Ein derartiges Gedränge auf der Anklagebank sieht man nicht jeden Tag: Insgesamt zehn Personen, fünf Angeklagte im Alter zwischen 29 und 45 Jahren sowie ihre fünf Anwälte nahmen am Dienstagmorgen in Saal 0.15 des Bonner Landgerichts Platz. Die Anklage lautete auf Freiheitsberaubung, Körperverletzung, Computerbetrug, Raub und Diebstahl. Das Quintett soll einen Nachbarn über mehrere Wochen gefangen gehalten haben. Dem Hauptangeklagten wird von der Staatsanwaltschaft zudem vorgeworfen, das 54-jährige Opfer misshandelt zu haben. Außerdem soll das Konto des Festgehaltenen systematisch geplündert worden sein.

Der 54-jährige Rollstuhlfahrer war am 8. Februar vergangenen Jahres von einem Krankenhausaufenthalt zurückgekehrt. Nach der Behandlung an seinem Bein klingelte er bei einem Paar in der Nachbarschaft, dem er während des Klinikaufenthalts seinen Wohnungsschlüssel anvertraut hatte. In seine eigene Wohnung kam er allerdings so schnell nicht wieder zurück, denn das Paar und der Bruder der Nachbarin sollen den weitgehend hilflosen Mann laut Anklage nun bis zum 5. März in der offenbar zu dritt bewohnten Wohnung festgehalten haben. Die Staatsanwaltschaft geht davon aus, dass es sich bei dem Bruder der Frau um den Haupttäter handelt. Er soll das Opfer während der rund vier Wochen seiner Gefangenschaft aufs Übelste misshandelt, beraubt und bestohlen haben.

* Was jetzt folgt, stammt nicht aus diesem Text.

PR #158, opened 2020-07-08
Add RTL wrapper for showcase

joebochill:
- Adds a RTLProvider component to easily enable/disable RTL in the showcase (default off)
- Fix style prop spreading in the Drawer component
- Switch to class overrides in the UserMenu component (outstanding TODO)

The only component that seems to have any significant RTL issues is the Drawer/DrawerLayout since it is currently hardcoding a padddingLeft value in the style (via JS), which is due for a little refactoring anyway.

#### Screenshots:
image


emclaug2:
The wrapper works, our DrawerLayout def needs some work.

This is what I see: 
image

huayunh:
You said the default is off for RTL? The showcase is giving me RTL on yarn start...

huayunh:
Theme toggle is not working

huayunh:
Is user menu supposed to be the way they are right now? I see that the list items & header have their icons / avatars on the left under RTL. Or will this be covered in the i18n component refactor?

huayunh:
image

use `startIcon` for `<Add>` instead. Or `endIcon` if still having issues with the icon padding

joebochill:
@huayunh good catches. I changed the default and did a little refactoring to add a toggle switch in the toolbar for RTL/LTR. I also fixed the UserMenu (the RTL provider was nested further down in the DOM tree, so items higher in the tree, such as overlays, weren't getting the new direction - I reconfigured the RTL provider to swap the direction on the body tag instead). Other application-side changes should be handled in the i18n update story...this was mostly just a convenience to be able to quickly see what RTL looks like in its current state.

PR #163, opened 2020-07-14
Fix issue with ILI subtitle wrapping

### LINKED ISSUE #160: InfoListItem not wrapped or clipped properly
#### Describe the bug
InfoListItem used to clip an overflowing text or wrap it, now the component doesn't do that. (default behavior is an overflow:hidden)

When there is a long text, either wrap the title or clip it with an ellipsis 

#### What are the steps to reproduce?
1. Go to storybook
2. shrink the canvas so that the text overflow
3. observe that the text just gets clipped off

image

Anklage wirft schwere Misshandlungen vor

Der schlanke 29-Jährige mit der schwarzen Hornbrille verfolgte die Verlesung der gegen ihn erhobenen Vorwürfe mit weitgehend regungsloser Mine: Sollten die Vorwürfe so zutreffen, müsste der mehrfach wegen Kindesmissbrauchs vorbestrafte Angeklagte starke sadistische Tendenzen haben. Vielfach, so heißt es in der Anklage, soll der 29-Jährige sein Opfer gegen die ohnehin verletzten Beine getreten und den Wunsch geäußert haben, dass der Rollstuhlfahrer die Gliedmaßen verlieren möge. Außerdem soll er dem Wehrlosen den Kopf rasiert und den kahlen Schädel dann mit sexuell anzüglichen beziehungsweise rechtsradikalen Bildern bemalt haben. Sogar einen aus einer Deodose selbst gebauten Mini-Flammenwerfer soll er gegen das Opfer gerichtet haben.

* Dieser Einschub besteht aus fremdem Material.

PR #165, opened 2020-07-21
Update drawer padding for RTL, fix showcase styles

joebochill:
For PXBLUE-1456.

- Update the drawer component to conditionally do left/right padding on the DrawerLayout based on theme direction
- Update the showcase demo to move styles into JSS classes
    - This lets the JSS plugin automatically flip the styles when we go to RTL
- Add logic to flip all of the icons (Except for GradeA since it has text in it, not that it really makes a difference)
    - The Pie progress icon does't flip because of a bug (https://github.com/pxblue/icons/issues/65)
- Fixes a bug in the ILI hover color (doesn't work when using rgba color for background)
    - Reported by Anjali today

#### Screenshots:
image

> I'm still looking into an alternative for linking the DrawerLayout and the Drawer other than doing the lookup by ID, but this works for now keeping the existing approach.

### DIFF
--- a/demos/showcase/src/App.js
+++ b/demos/showcase/src/App.js
@@ -23,6 +23,7 @@ import {
 } from '@pxblue/react-components';
 
 import top from './topology_40.png';
+import clsx from 'clsx';
 
 const useStyles = makeStyles((theme) =>
     createStyles({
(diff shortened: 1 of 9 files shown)


demos/showcase/src/App.js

Aber auch ums Geld scheint es gegangen zu sein: Systematisch soll der Hauptangeklagte, der offenbar über gute Programmier- und Computerkenntnisse verfügt, das Konto seines Gefangenen geplündert haben. Allein rund 22.000 Euro gingen an ein Versandhaus, rund 8.000 Euro dieser Summe wurden wegen Retouren im Anschluss auf das Konto des mutmaßlichen Peinigers überwiesen. Außerdem sollen sich die Täter Zugang zu einem Tresor mit 5.000 Euro Bargeld in der Wohnung ihres Opfers Zugang verschafft haben. An einem Tag soll sich auch ein weiteres mitangeklagtes Paar in der Wohnung aufgehalten haben: Dem Mann wirft die Anklage vor, das Opfer festgehalten zu haben, während der Haupttäter diesem eine Gürteltasche mit 800 Euro Bargeld raubte. Die Frau habe dabei seelenruhig zugesehen; sie muss sich nun wegen unterlassener Hilfe verantworten.

Ans Licht kamen die Taten schließlich dank eines aufmerksamen Bankangestellten: Weil dem Mann die plötzlich einsetzenden ungewöhnlichen Kontobewegungen merkwürdig erschienen waren, hatte er sich an die Polizei gewandt. Nachdem die Beamten den Kontoinhaber nicht an seiner Adresse antrafen, stellten sie Nachforschungen an und konnten den 54-Jährigen schließlich aus seiner misslichen Lage befreien.